Financial crime is both pervasive and rapidly-evolving in nature and has compelled financial institutions to push the innovation envelope with regard to data, analytics, machine learning, and AI technologies.

This story is the third in a series about moving towards the next gen financial crimes platform. In my previous stories, I describe how we respond to the “The Pervasiveness Of Financial Crime” within the context of the “New Approaches To Combating Financial Crime” that are evolving in the financial services industry.

The Limits of Traditional Financial Crimes Platforms 

Traditional financial crime platforms have a limiting effect on our capabilities to combat financial crime. The narrow specialization that each platform has towards a specific crime type makes it hard to see the big picture.  For example, money laundering is a mechanism by which to “cash out” of underlying crimes like cybercrime, fraud, human trafficking, and drug smuggling. It is also a mechanism by which to finance bribery, corruption, and terrorism.  Focusing only on AML is just a portion of the larger problem. An understanding of the big picture is needed because financial crime is pervasive, interconnected, and ever-evolving.  

Other limitations of traditional platforms are the age of the technology employed and the cost and complexity of retrofitting those platforms to counter new crime patterns.
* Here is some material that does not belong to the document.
PR #1063, opened 2023-07-31
Tech debt: Fixed linting errors and skipped tests

curtisupshall:
Fixes frontend linting errors and skipped tests.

As a result, we’ve developed a myopic view that focuses on reverse engineering binary transactions between parties after-the-fact (even for events that were initially detected in real-time).

The problem is that we are behind the times.  Criminal networks are on the cutting edge of technology, so crime patterns that worked ten years ago (or even six months ago) are no longer in play. They’ve moved on to something else.  

Resolve Limitations

The diagram below sets the stage for where the limitations occur and how they might be resolved. It illustrates how traditional financial crime platforms create silos of specialization (fraud, anti-money laundering, cybersecurity, and internal surveillance).  An example of a standard solution is provided for each.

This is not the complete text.